The Charity Of Night
A DECADE OR so back, Cockburn was scheduled to record a jazz album for the German ECM label. It never panned out, but here he employs previous ECM vibist Gary Burton and sometimes-jazzer bassist Rob Wasserman. Still, it's no bebop disc, that's for sure, remaining rife with the usual Cockburnisms: international folk music rhythms, worldly wise travel memories ("I woke up thinking about Turkish drummers," he sings at the start of "Get Up Jonah"), lengthy political diatribes and jaw-dropping electric-guitar solos. But the instrumental "Mistress Of Storms" offers some idea of how hot the jazz disc could have been. Damn him, the guy can do almost too much. Cockburn's career may suffer from his being too humanitarian--a marketing disaster akin to a woman rejecting a guy for being too nice. If anyone could make even Jackson Browne look like a selfish prick, it'd be St. Bruce. In fact, he's pretty much created a genre for himself that could be defined as pious-but-accessible guerrilla-folk music; to date the best extension of what the rabid but romantic folkster Phil Ochs laid out in the '60s before he killed himself. Maybe wrestling with the love/hate, personal/political dichotomy is why he killed himself. If so, let's collectively keep Cockburn away from sharp objects.
The Long Way Around
TOM RUSSELL IS well known in folk and progressive-country quarters for intelligent and lyrical tunes that, for no good reason, have never broken the charts. Joined here by the likes of Jimmie Dale Gilmore, Iris DeMent, Nanci Griffith, Katy Moffatt and Dave Alvin, all of whom have covered his songs at one time or another, Russell offers a retrospective of border ballads like "Gallo del Cielo" and "Mineral Wells," political commentaries like "The Eyes of Roberto Duran" and "Manzanar," and gently mournful love songs like "Outbound Plane" and "Spanish Burgundy." If you're not familiar with his work, this disc is as good a place as any to start. It contains an unexpected bonus to boot: a liner-notes photograph from the early '80s of Russell standing alongside Andy Warhol and George Jones, a weird pop culture triad indeed.

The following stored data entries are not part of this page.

PR #13055, opened 2024-01-30
Make static final Set immutable

sabi0:
EnumSet.of() returns a mutable Set that should not be used for static final constants.


uschindler (approved):

uschindler:
Please add a changes.txt, as this is theoretically a backwards incompatible change.

uschindler:
I backported it. Like the previous PR this caused a conflict due to different stop tags, but this was easy to solve.

PR #13204, opened 2024-03-23
Fix equals/hashcode of IOContext

uschindler:
It also modernizes it. Actualy this class should be changed to be "record", then equals/hashCode is autogenerated and more performant by using invokedynamic.

This was found by @rmuir in #13196


ChrisHegarty (approved):
LGTM.

rmuir (approved):
Thanks!

ChrisHegarty:
Looks like a good candidate for a record class alright, but that can come separate to the bug fix.

uschindler:
Will open a PR directly after this was merged. The change to "record" kills almost half of the code. I just have to restore the missing ctors.

PR #13205, opened 2024-03-23
Convert IOContext, MergeInfo, and FlushInfo to record classes

uschindler:
Followup to #13204: This converts IOContext to a record class. This has several positive effects:
- equals, hashCode and toString are autogenerated by an invokedynamic, so we can't forget to handle it correctly
- it is also immutable
- all parameter checking logic can be moved to some special constructor without any parameters (this is new syntax since Java 17)

The IOContext has some crazy constructors, I left them in, but all have to delegate to the default constructor now.


uschindler:
I needed to change some consumers to call the getter methods instead of accessing fields (which are now hidden).

uschindler:
We should possibly convert other classes to records, too (like FlushInfo or MergeInfo if they are immutable).

uschindler:
I had to fix the missing-doclet javadoc parser to understand records. The easy fix was to treat them as "classes".

lucene/core/src/java/org/apache/lucene/store/IOContext.java
```diff
@@ -111,42 +94,6 @@ private IOContext(Context context, MergeInfo mergeInfo) {
...
-    return "IOContext [context="
-        + context
-        + ", mergeInfo="
-        + mergeInfo
-        + ", flushInfo="
-        + flushInfo
-        + ", readOnce="
-        + readOnce
-        + "]";
+    this(ctxt.context, ctxt.mergeInfo, ctxt.flushInfo, readOnce, ctxt.load);
```
uschindler, line 97: here was a bug in original code. The load info was not copied

uschindler: this ctor should possibly be removed and replaced by a method `asReadOnce()`

uschindler: i removed this ctor and implemented above concept.

uschindler:
I also converted the MergeInfo and FlushInfo classes to records. Very clean now.

rmuir (approved):
thanks for fixing the missing-doclet to deal with records!

uschindler:
> thanks for fixing the missing-doclet to deal with records!

This was a requirement, because building Javadocs failed without that fix. It is really nice that the code throws an exception when it hits an unknown element!

uschindler:
I will apply those changes after #13196, because if doing this before, backporting of the other PR gets harder (#13196 has changes to IOContext, too).

lucene/core/src/java/org/apache/lucene/store/IOContext.java
```diff
@@ -62,91 +55,36 @@ public enum Context {
...
-        + ", mergeInfo="
-        + mergeInfo
-        + ", flushInfo="
-        + flushInfo
-        + ", readOnce="
-        + readOnce
-        + "]";
+  /** Return a copy of this IOContext with {@link #readOnce} set to {@code true}. */
+  public IOContext toReadOnce() {
+    return new IOContext(context, mergeInfo, flushInfo, true, load);
```
jpountz, line 88: Should this set `load` to `false`? The current copy constructor that sets `readOnce` to true also forces `load` to be false.

jpountz (approved):
Much nicer!

ChrisHegarty (approved):
LGTM

lucene/core/src/java/org/apache/lucene/store/IOContext.java
uschindler: I missed to mention this in the issue description: This seems to be a bug in current code, because the copy-ctor did not do what its documentation said.

The code is only used in [VariableGapTermsIndexReader.java](https://github.com/apache/lucene/pull/13205/files#diff-6cc5c40198a0a7cb2746909210a4ad045cb71a970c4d7fa023dbb02079eb33c7) at the moment. I don't know if ever `load=true` there, so changing this here as a bugfix is possibly a noop.

Unless theres a real reason to enforce this, we must document it. What do you think?

uschindler: Actually it would be better to add "modifier" methods like toReadOnce for all booleans?

jpountz: IMO this is a bug in the doc rather than in the code. `load` imlies that the `IndexInput` will be hammered with calls to `seek`/`read`, possibly via the `RandomAccessInput` abstraction, so it's incompatible with `readOnce`. I hope we can refactor all these booleans to an enum as a next step, something like `access = READ_ONCE | READ | LOAD | RANDOM` similarly to the various pre-built `IOContext`s we expose.

uschindler: OK, will change this and the documentation.

Actually so load=true and readOnce=true should be mutually exclusive. I will add a check to the default ctor.

uschindler: I changed this in c2d5f083e5d7ee08fe6cabd9fa2782b5bc7de226.

jpountz (approved):

lucene/core/src/java/org/apache/lucene/store/IOContext.java
jpountz: I opened https://github.com/apache/lucene/issues/13211.

uschindler: Thanks. I fixed the title of the PR, but looks good.

ChrisHegarty:
> Hi @ChrisHegarty,
> can you have another look on the crazy randomAccess flag afetr I merged main into this. Especially the checks in the record's constructor should be checked again. I have no idea what flags are mutually exclusive. Maybe there are more combinations missing.

The record constructor checks, while not pretty, seem right to me. This is a nice cleanup and somewhat easier to reason about.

TEXTURIZING COOL AND cooler riffs inside three-minute pop gems, Sterling UK manage to shine through the tarnish of their own decaying two-guitar attack. Falling somewhere between the calculated cool of Swervedriver and the dirty glam-gone-wrong of Plexi, this quartet's debut stays punchy and effective with shorter tracks, avoiding the worst pitfall of half of their American contemporaries. As Blur recently shed their pale-skinned and foppish hull to show a hardcore punk blossom, so Sterling UK swirl a freshly English pop sensibility through grungy, Ron Asheton-influenced guitar sounds. "Three Hand Man," vaguely Stones-y is a devilish seduction set to a dirty, Manchester beat. "Crawl Mary" slithers on a drooping bassline and lightly strewn but greasy guitars--all falling apart until somehow they manage to unite for a thrilling chorus. Sleazing admirably at mid-tempo sludgery, Roger Packham sings like Richard Butler of the Psychedelic Furs many, many cartons of smokes ago. Like most bands worth their weight in plastic, the Sterling lads obviously spend a great deal of time on the sound of the guitars without losing sight of valuable hooks. Sterling UK, like a number of interesting English sprouts recently, have pushed their budding heads up through the composted remains of American grunge. This is its metallic blossom.